▶ _Exercise aim_
Write out the entries below exactly. End with the line that contains "I am using dnsjava".

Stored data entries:
PR #192, opened 2021-04-18
Add a method to shutdown the network I/O

### LINKED ISSUE #180: Clean shutdown when run inside Tomcat
I am using dnsjava inside a web-app running under Tomcat and I am getting the following error when the web-app is reloaded.

`24-Mar-2021 11:03:16.941 WARNING [Catalina-utility-2] org.apache.catalina.loader.WebappClassLoaderBase.clearReferencesThreads The web application [ROOT] appears to have started a thread named [dnsjava NIO selector] but has failed to stop it. This is very likely to create a memory leak. Stack trace of thread:
 java.base@11.0.9.1/sun.nio.ch.KQueue.poll(Native Method)
 java.base@11.0.9.1/sun.nio.ch.KQueueSelectorImpl.doSelect(KQueueSelectorImpl.java:122)
 java.base@11.0.9.1/sun.nio.ch.SelectorImpl.lockAndDoSelect(SelectorImpl.java:124)
 java.base@11.0.9.1/sun.nio.ch.SelectorImpl.select(SelectorImpl.java:136)
 org.xbill.DNS.Client.runSelector(Client.java:67)
 org.xbill.DNS.Client$$Lambda$291/0x0000000800493c40.run(Unknown Source)
 java.base@11.0.9.1/java.lang.Thread.run(Thread.java:834)`

It appears as though the Client selector and associated thread is closed in the shutdown hook. Is there a way to manually close this during the web-app unloading?

I've never written a PR before but I'm happy to try adding a manual close() if necessary.

ibauersachs:
Closes #180

### DIFF
--- a/src/main/java/org/xbill/DNS/Lookup.java
+++ b/src/main/java/org/xbill/DNS/Lookup.java
@@ -215,7 +215,7 @@ public final class Lookup {
    * @param logger The logger
    */
   public static synchronized void setPacketLogger(PacketLogger logger) {
-    Client.setPacketLogger(logger);
+    NioClient.setPacketLogger(logger);
   }
 
   private void reset() {
--- a/src/main/java/org/xbill/DNS/NioClient.java
+++ b/src/main/java/org/xbill/DNS/NioClient.java
@@ -11,19 +11,31 @@ import java.nio.channels.Selector;
 import java.util.Iterator;
 import java.util.List;
 import java.util.concurrent.CopyOnWriteArrayList;
+import lombok.AccessLevel;
+import lombok.NoArgsConstructor;
 import lombok.extern.slf4j.Slf4j;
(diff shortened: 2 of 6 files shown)


ibauersachs:
@nresare I thought about refactoring this more, following your input in #180: Keep NioClient, but make everything in there non-static, implement AutoCloseable and have a lazy accessor for existing constructors of SimpleResolver. Add a new constructor in SimpleResolver accepting an instance of NioClient.
But that would require merging the TPC/UDP class into the base because they share the selector thread, and I'm not convinced it's a good idea of having multiple NioClients (and thus selectors and threads) around.

Until we have a better idea to address the resource closing, this is IMO the best solution to address #180.

nresare (approved):
Looks good to me!

PR #200, opened 2021-06-16
fixes to allow signing with ED25519 and ED448 algorithms

demonti:
Hi Ingo,
I discovered that dnsjava was unable to create signatures for the ED25519 and ED448 algorithms. This pull request contains the fixes to make them work.

### DIFF
--- a/src/main/java/org/xbill/DNS/DNSSEC.java
+++ b/src/main/java/org/xbill/DNS/DNSSEC.java
@@ -1119,12 +1119,12 @@ public class DNSSEC {
         }
         break;
       case Algorithm.ED25519:
-        if (!"Ed25519".equals(key.getAlgorithm())) {
+        if (!"Ed25519".equals(key.getAlgorithm()) && !"EdDSA".equals(key.getAlgorithm()) {
           throw new IncompatibleKeyException();
         }
         break;
       case Algorithm.ED448:
-        if (!"Ed448".equals(key.getAlgorithm())) {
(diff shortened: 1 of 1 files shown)


ibauersachs:
Thanks! Would you mind creating a unit test that covers ED signing?

And I'm a bit confused that `EdDSA` was working for verification. Are the JCA providers just intelligent enough to do a `verify` with EdDSA as algorithm name, regardless of whether Ed448 or Ed25519 is actually used?

demonti:
I have not discovered any tests for any other algorithm, so I did not create one. If I missed them, please point me to them! I have tested the changes with our name server product against the LDNS drill tool, and it could verify the generated signatures.

In respect to EdDSA vs Ed25519 and Ed448: I guess that they distinguish the algorithms by their key length. I have taken a look into RFC8032 but I have to admit that I nearly understood nothing when to use which identifier. The EdDSA identifier seems to be used for the family, whereas the other two are for the concrete incarnations. The Ed25519 and Ed448 identifiers are known both to BouncyCastle and to newer Java implementations (according to the related documentation), so I felt save to use them. What I have not tested is what Java returns as an algorithm for the keys. This is something I really could do.

demonti:
I have tested the KeyPairGenerator of Java 15 and it indeed returns keys marked with the algorithm "EdDSA", even if invoked with the "Ed25519" or "Ed448" algorithms. So there is a different behaviour between Java's built-in implementation and BouncyCastle.I therefore adjusted the "checkAlgorithm" method to accept both identifiers.

ibauersachs:
Thanks! Sorry for the delay, I wanted to check this against dnssecjava.

PR #347, opened 2025-02-14
InverseLimit topology

javierlcontreras:
Gives TopologicalSpace structure to (Module, Ring, Group).InverseLimit. 

Adds TopologicalModule predicate, following the pattern of the Mathlib objects TopologicalGroup and TopologicalRing

Gives TopologicalModule, TopologicalRing and TopologicalGroup structures to each of the  (Module, Ring, Group).InverseLimit respectively


FLT/Deformations/ContinuousRepresentation/TopologicalModule.lean
```diff
@@ -0,0 +1,6 @@
+import Mathlib.Topology.Algebra.Ring.Basic
+
+class TopologicalModule
+  (R : Type*) [Ring R] [TopologicalSpace R] [TopologicalRing R]
+  (M : Type*) [AddCommGroup M] [Module R M] [TopologicalSpace M] where
+  smul_continuous : Continuous (X := R × M) (Y := M) fun ⟨r, m⟩ ↦ r • m
```
kbuzzard, line 6: Indent 4 spaces not 2 on lines 4,5. And `TopologicalModule` should also have `ContinuousAdd M` mathematically. Your `smul_continuous` is just `ContinuousSMul R M` so probably you don't need a new class for this, or you could just extend `ContinuousAdd` and `ContinuousSMul`?

javierlcontreras: Fixed!

javierlcontreras:
The CI is giving build error, but I can't reproduce it locally. Does anyone understand what's the issue?

kbuzzard:
Try merging `main` and see if the problem goes away?

FLT/Deformations/Algebra/InverseLimit/Basic.lean
```diff
@@ -49,10 +50,10 @@ instance instCoeOutPi : CoeOut (InverseLimit obj func) ((i : ι) → obj i) wher
 
 variable {func} in
 @[simp]
-lemma definingProp {a : InverseLimit obj func} : ∀ (i j : _) (h : i ≤ j), func h (a.val j) = a.val i := a.prop
+lemma definingProp {a : InverseLimit obj func} : ∀ {i j} (h : i ≤ j), func h (a.val j) = a.val i := a.prop
```
kbuzzard, line 53: `definingProp` is longer than `prop` and the proof is just `a.prop`. Why make this lemma?

javierlcontreras: The (bad) reason was that I could not remember what the syntax was to add a.prop to simp

FLT/Mathlib/Order/Defs/Unbundled.lean
```diff
@@ -0,0 +1,15 @@
+import Mathlib.Order.Defs.Unbundled
+import Mathlib.Order.CompletePartialOrder
+
+variable {ι : Type*} [instPreorder : Preorder ι]
+
+variable [instDedidabeRel : DecidableRel LE.le (α := ι)] [instIsLinearOrder : IsLinearOrder ι LE.le]
+
+instance : LinearOrder ι where
```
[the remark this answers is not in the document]
javierlcontreras: I thought it was weird that it didn't already exist. I don't fully understand the design choice in this corner of mathlib. I thought the "good" pattern was "first build the house, then paint it". But having `variable [Preorder \i] [LinearOrder \i]` does not promote the existing `LE.le` binary relation, but creates a new one that shadows the old one, right? 

As to why I needed: it is not essential at all, it was just convenient because it let me keep the instance `instBasis` (where I need iota upgraded to a Linear Order) in the same file. I can just move it to a separate file.

FLT/Deformations/Algebra/InverseLimit/Topology.lean
```diff
@@ -0,0 +1,343 @@
...
+  exact (maps_cont i).isOpen_preimage (Exists.choose_spec hV).choose hRo
+
+lemma minimumOpens_isOpen {s : Set (InverseLimit obj func)} : s ∈ minimumOpens func → IsOpen s :=
+  GenerateOpen.basic s
+
+@[continuity]
+lemma toComponent_continuous (i : ι) : Continuous (toComponent func i) where
+  isOpen_preimage R hR := by
+    refine minimumOpens_isOpen func ?_
+    unfold minimumOpens
```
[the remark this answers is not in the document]
javierlcontreras: Fixed!

FLT/Deformations/Algebra/InverseLimit/Topology.lean
```diff
@@ -0,0 +1,343 @@
...
+
+namespace Module.InverseLimit
+
+variable {R : Type*} [Ring R] [∀ i : ι, AddCommGroup (obj i)] [∀ i : ι, Module R (obj i)]
+  [∀ i : ι, TopologicalSpace (obj i)]
+  (func : ∀ {i j}, i ≤ j → obj j →ₗ[R] obj i)
+  (cont : {i j : ι} → (h : i ≤ j) → Continuous (func h))
+
+def minimumOpens : Set (Set (InverseLimit obj func)) :=
+    setOf fun V ↦ ∃ (i : ι) (W : Set (obj i)), IsOpen W ∧ V = (toComponent func i) ⁻¹' W
```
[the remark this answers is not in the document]
javierlcontreras: Fixed!

FLT/Deformations/Algebra/InverseLimit/Basic.lean
```diff
@@ -96,21 +97,51 @@ instance unique [IsEmpty ι] : Unique (InverseLimit obj func) where
...
+lemma func_toComponent {i j : ι} {h : i ≤ j}:
+    .comp (func h) (toComponent func j) = toComponent func i := by
+  unfold toComponent
+  aesop
+
+variable {X : Type*}
+
+def map_of_maps (maps : (i : ι) → X → obj i)
+    (comm : ∀ {i j} (h : i ≤ j) x, (func h) ((maps j) x) = (maps i) x)
+    : X → InverseLimit obj func := fun x ↦ ⟨fun i ↦ maps i x, by aesop⟩
```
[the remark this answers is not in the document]
javierlcontreras: There are many many instances of this in my code. I'll open a new Fix PR changing all of them together. 

I thought the correct indentation was
```
lemma lemma_name (arg1 : type1) 
  (arg2 : type2) (arg3 : type3) (arg4: type4)
  (arg5 : type5) (arg6 : type6) (arg7: type7)
    : type :=
  body
```

But it actually is
```
lemma lemma_name (arg1 : type1) 
  (arg2 : type2) (arg3 : type3) (arg4: type4)
  (arg5 : type5) (arg6 : type6) (arg7: type7) :
    type :=
  body
```

Is this correct? 

I've also seen instances of
```
lemma lemma_name (arg1 : type1) 
    (arg2 : type2) (arg3 : type3) (arg4: type4)
    (arg5 : type5) (arg6 : type6) (arg7: type7) :
  type :=
    body
```

FLT/Deformations/Algebra/InverseLimit/Basic.lean
javierlcontreras: I think I've found it (checking now) `attribute [simp] InverseLimit.prop`

FLT/Deformations/Algebra/InverseLimit/Topology.lean
```diff
@@ -0,0 +1,286 @@
...
+
+variable {R : Type*} [Ring R] [∀ i : ι, AddCommGroup (obj i)] [∀ i : ι, Module R (obj i)]
+  [∀ i : ι, TopologicalSpace (obj i)]
+  (func : ∀ {i j}, i ≤ j → obj j →ₗ[R] obj i)
+  (cont : {i j : ι} → (h : i ≤ j) → Continuous (func h))
+
+abbrev minimumOpens : Set (Set (InverseLimit obj func)) :=
+    {V | ∃ (i : ι) (W : Set (obj i)), IsOpen W ∧ V = (toComponent func i) ⁻¹' W}
+
+instance : TopologicalSpace (InverseLimit obj func) := .generateFrom <| minimumOpens func
```
erdOne, line 21: I think the subspace (of product) topology is the right one? If so, I think that will be easier to use.

FLT/Deformations/Algebra/InverseLimit/Basic.lean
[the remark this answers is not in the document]
kbuzzard: Colons at the end of a line are to be avoided unless it pushes things over 100 chars to put the type after the colon. The indentation is "always 4 spaces before the colon, and two spaces after", so
```lean
lemma lemma_name (arg1 : type1) 
    (arg2 : type2) (arg3 : type3) (arg4: type4)
    (arg5 : type5) (arg6 : type6) (arg7: type7) :
    type :=
  body
```
if you really have to end a line with a colon. I am a bit confused about why I can't find this in the mathlib style guide.

FLT/Deformations/Algebra/InverseLimit/Topology.lean
javierlcontreras: I considered this, but I thought this one would be easier to use, because it is more "categorical". Its by definition the coarsest topology that makes the component maps continuous, making the construction valid in the category of Topological [Rings, Groups, Modules] etc. 

It coincides with the subspace topology of the product for Rings, Groups, Modules but it will not coincide in geeneral (it will not be a subobject of the product in general). Maybe its worth having both?

javierlcontreras: An example where having the "categorical" topology was nice: in the proofs of InverseLimit.instTopologicalModule, InverseLimit.instTopologicalRing, InverseLimit.instTopologicalGroup. They were all very easy diagram chases because you had the nice subbasis `minimumOpens`

kbuzzard: I suspect that the definition of the subspace of the product topology, when unravelled, is also the coarsest topology that makes the component maps continuous. Furthermore there will be a bunch of API for it.

FLT/Deformations/Algebra/InverseLimit/Basic.lean
kbuzzard: I'm surprised this doesn't work. Can you show an example where you need `definingProp`?

FLT/Deformations/Algebra/InverseLimit/Topology.lean
```diff
@@ -0,0 +1,286 @@
...
+  let i := hV.choose
+  let R := hV.choose_spec.choose
+  have hRo := hV.choose_spec.choose_spec.1
+  have hR := hV.choose_spec.choose_spec.2
+  rw [hR]
+  have hcomp : (toComponent func i) ∘ (map_of_maps func maps comm) = maps i := by
+    ext x
+    simp
+  rw [← Set.preimage_comp, hcomp]
+  exact (maps_cont i).isOpen_preimage (Exists.choose_spec hV).choose hRo
```
kbuzzard, line 38:
```suggestion
instance : TopologicalSpace (InverseLimit obj func) := by
  unfold InverseLimit
  infer_instance

@[continuity]
lemma map_of_maps_continuous {X : Type*} [TopologicalSpace X]
    (maps : (i : ι) → X → obj i) (comm : _) (maps_cont : (i : ι) → Continuous (maps i)) :
    Continuous (map_of_maps func maps comm) := by
  unfold InverseLimit
  unfold map_of_maps
  fun_prop
```

Your definitions are clogging up the system and all the proofs are already there. I think you should not make this new definition of a topology, there is nothing wrong with the current definitions in the system. Furthermore, if you ever unfold anything then there is a risk of diamonds if you start putting in new definitions.

FLT/Deformations/Algebra/InverseLimit/Basic.lean
javierlcontreras: I never use it explicitly, I just wanted to add the lemma to `@[simp]` and I don't know more succint syntax.

FLT/Deformations/Algebra/InverseLimit/Topology.lean
javierlcontreras: Big refactor solves this

FLT/Deformations/Algebra/InverseLimit/Topology.lean
javierlcontreras: I don't fully understand what you mean by "all the proofs are already there". I refactored the code so that the topology is defined as the subspace of the product, but I haven't been able to simplify the rest of the proofs (the way I prove them now is by first proving that the subspace topology of the product is the same as the "minimumOpens" topology, and then using the old proofs)

javierlcontreras: I think you might mean using `Subgroup.instTopologicalGroupSubtypeMem` but I have not found a way to do this, because in the definition of InverseLimit, I coerced into a Type for efficiency issues with subobjects. I'm not sure how to use Lemmas like the above when I have purposely forgotten InverseLimit is a subobject

javierlcontreras:
Closing this, everything was reimplemented in a smarter way in https://github.com/ImperialCollegeLondon/FLT/pull/428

▶ _Answer to this task_
PR #192, opened 2021-04-18
Add a method to shutdown the network I/O

### LINKED ISSUE #180: Clean shutdown when run inside Tomcat
I am using dnsjava inside a web-app running under Tomcat and I am getting the following error when the web-app is reloaded.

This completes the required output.